Know Your Product Before You Ship Early, Ship Often

I’ve always heard from software developers to ship early and to ship often. This often goes along with the idea that you should let your users mold the direction of the application your building. I want to challenge this idea. I understand that there is a disconnect between software and hardware development and release cycles, but I’m going to reference Horace Dediu’s piece “The parable of the PDA: predicting the smartphone’s future.” 

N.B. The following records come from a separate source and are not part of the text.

Issue #140, opened 2016-02-05
Write tests and set up CI


symroe:
Shamefully we don't have any tests for this project – this is really because it was a quite proof of concept that is turning in to a live service.

We should address this techincal debt!

symroe:
CI implemented in 8f808495b1d31cad6f6e12db4f69e98f94d09ae1

chris48s:
I've set up a wiki and added some manual testing resources

* Postcodes which take you on particular paths through the system or trigger various unusual conditions.
* A list of SQL statements I have found very useful for checking imported data.

In the short term, we should add more useful postcodes / testing resources to the wiki as we find them and make use of these when we change stuff.

Stretch goals should be:

* Use this as a basis to create testing fixtures which replicate these conditions and write automated tests to ensure website behaviour is correct and future changes don't break it.
* Use these SQL statements to add a task/report which can be run after importing new data files to flag up possible error conditions to investigate.

chris48s:
Closing this as we do now have some tests and Travis is set up. Specific issues relating to testing can now be raised as distinct issues (e.g: #290)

Dediu follows the story of the PDA’s inception and where it separated itself from the devices it meant to obsolete. “The original PDA was built to mobilize contacts, calendars and notes. They replaced bulky paper organizers and seamlessly synced to PC productivity software like Outlook.” Retrospectively we see the value in that since our smartphones do the same thing. “The idea of adding a phone function to the device made sense insofar as contacts could be immediately dialed from the contact app rather than typed into another device’s phone keypad.” This made so much sense as a transition from the technology that was available. There were forecasts that these devices would sell hundreds of millions. Developers were on board.

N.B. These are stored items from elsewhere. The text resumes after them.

PR #155, opened 2016-03-03
NUW Wales Theme & Cardiff importer

symroe:


chris48s:
Just one small suggestion.. apart from that, looks sensible to me

symroe:
Should have said – this is by no means the final design or anything!  I just threw it all together as an example of it working, and so there is something on the domain.

Given that I'll merge, and fix the alt attributes when we're working with a proper design.

PR #177, opened 2016-03-14
New theme

symroe:
This PR moves us to using the new `dc_base_theme` package (install with pip via requirements.txt) and sets up i18n.

Waiting on a postcode to test the `address_select_view`


symroe:
Reckon this is good to go…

Here’s where things went wrong with the PDA.

“Many people rejected the concept of a PDA with an integrated mobile phone. They liked the fact that the PDA was not bundled with a phone plan. They upgraded PDAs in a different cycle from phones and besides, phones are for talking and PDAs were for something else.”

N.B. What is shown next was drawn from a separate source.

Issue #189, opened 2016-03-19
Improve UX for address_select view on Android (possibly other mobile devices?)


chris48s:
If I put in a postcode like CF15 7RP on any desktop browser, the `address_select` view makes it very clear what the user is supposed to do next:

<img src="https://cloud.githubusercontent.com/assets/6025893/13899125/985aa33e-eddd-11e5-9fcd-2821b9b1a6b3.png" width="455" height="256"/>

Vendors listened to these early adopters and didn’t ship the products they should have.

I want to challenge “ship early, ship often.” I’m not saying it is wrong, I’m just not sure if people are doing it for the right reason. Apple has become the biggest tech company in the world for a reason. In both their software and hardware departments, they have the best talent money can recruit and they design ahead of where people are at and convince them they should buy in because it’s innovative. People winced at the thought of iOS meets OS X because they didn’t think the user experience met the use case, but looking at the previews of Lion I think Apple did it right. If Apple listened to it’s customers we wouldn’t have the iPhone, iPad, MacBook Airs, or so many of these products because consumers can’t conceive of them. They want more RAM in the next machine but couldn’t even comprehend going to a machined aluminum unibody.

Before you ship you need to know your product better than anyone else. Study it. Know the demographics and know their tendencies. Don’t rush your product to launch without thinking through these things, nay, KNOWING these things. What will happen is you launch at 1.0 and start seeing reviews, ratings, comments on your blog of features people want for your app for their use case. These lists start going on your dev wiki and then you add features as you have time without being critical of whether that feature will benefit your end goal of the product. Do people know what they want? Take a look at Apple again. If Apple shipped what people want we would have never seen the iPad. People didn’t even know it was possible, bother want it. People think they want more added to what they already have, when what they really want is “it just works” which happens when you don’t overload them with options; read, Windows Vista control panel. Remember, you know your product better than anyone else.

Instead of shipping often, develop a roadmap for what 1.X updates are going to take you to your end goal and trim off the crap people whine for if it doesn’t reach that goal. Apple’s app review team suggested that Dustin Senos, the developer of LittleIpsum add features to make his application more useful to fit Apple’s Mac App Store guidelines. This request didn’t fill the end goal of Dustin or the user’s goals of LittleIpsum, being quick and lightweight. Adding features wasn’t inline with his goals so he didn’t implement them. He knew his product and didn’t ship an update before comparing requests to his goals and product roadmap.

Don’t make “ship early, ship often” the first thing you write across the whiteboard by your desk. Make it something more like, “Know your product, ship that.”